PR #452, opened 2021-08-24
Strip HTML Ruby Behavior Sync

### LINKED ISSUE #342: strip_html leaves script, comment, and style HTML
### Dotliquid version
2.0.145.0

### Expected behavior
I expect this liquid code to render only whitespace.
```
{{ "<!-- <p>This comment is not handled correctly</p> -->" | strip_html }}
{{ "<script>var foo = 'This should have gotten stripped out.';</script>" | strip_html }}
```

### Actual behavior

Instead I get the following
```
This comment is not handled correctly -->
var foo = 'This should have gotten stripped out.';
```

### Details

Shopify seems to have regular expressions for handling `comments`, `script`, and `style` tags explicity: https://github.com/Shopify/liquid/blob/b3b63a683f6daaea7e70f1602ee829abdf970ef3/lib/liquid/standardfilters.rb#L14-L18

Aside: It's somewhat surprising to see regular expressions used to parse the HTML since conventional wisdom is to avoid doing so, e.g. https://stackoverflow.com/questions/1732348/regex-match-open-tags-except-xhtml-self-contained-tags. I wonder if something like [HTML Agility Pack](https://www.nuget.org/packages/HtmlAgilityPack/) could work better here. That said, "stripping" HTML is not the same as parsing HTML so maybe regexes can work in this use case.

microalps:
Resolves #342

### DIFF
--- a/src/DotLiquid.Tests/StandardFilterTests.cs
+++ b/src/DotLiquid.Tests/StandardFilterTests.cs
@@ -142,7 +142,14 @@ namespace DotLiquid.Tests
         {
             Assert.AreEqual("test", StandardFilters.StripHtml("<div>test</div>"));
             Assert.AreEqual("test", StandardFilters.StripHtml("<div id='test'>test</div>"));
+            Assert.AreEqual("", StandardFilters.StripHtml("<script type='text/javascript'>document.write('some stuff');</script>"));
+            Assert.AreEqual("", StandardFilters.StripHtml("<style type='text/css'>foo bar</style>"));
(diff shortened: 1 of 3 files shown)


microalps:
Note: Ruby version of tests expect a empty string if Strip is passed a null. This was not the behavior in DotLiquid previously and remains unchanged to avoid breaking changes. I believe this is consistent with other DotLiquid filters.

daviburg (approved):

▶ _Assignment_: Starting at the line that contains "(diff shortened: 1 of 3 files shown)", print every line through the end of the listing, word for word. Leave out all the rest.

▶ _Exercise response_:
(diff shortened: 1 of 3 files shown)


microalps:
Note: Ruby version of tests expect a empty string if Strip is passed a null. This was not the behavior in DotLiquid previously and remains unchanged to avoid breaking changes. I believe this is consistent with other DotLiquid filters.

daviburg (approved):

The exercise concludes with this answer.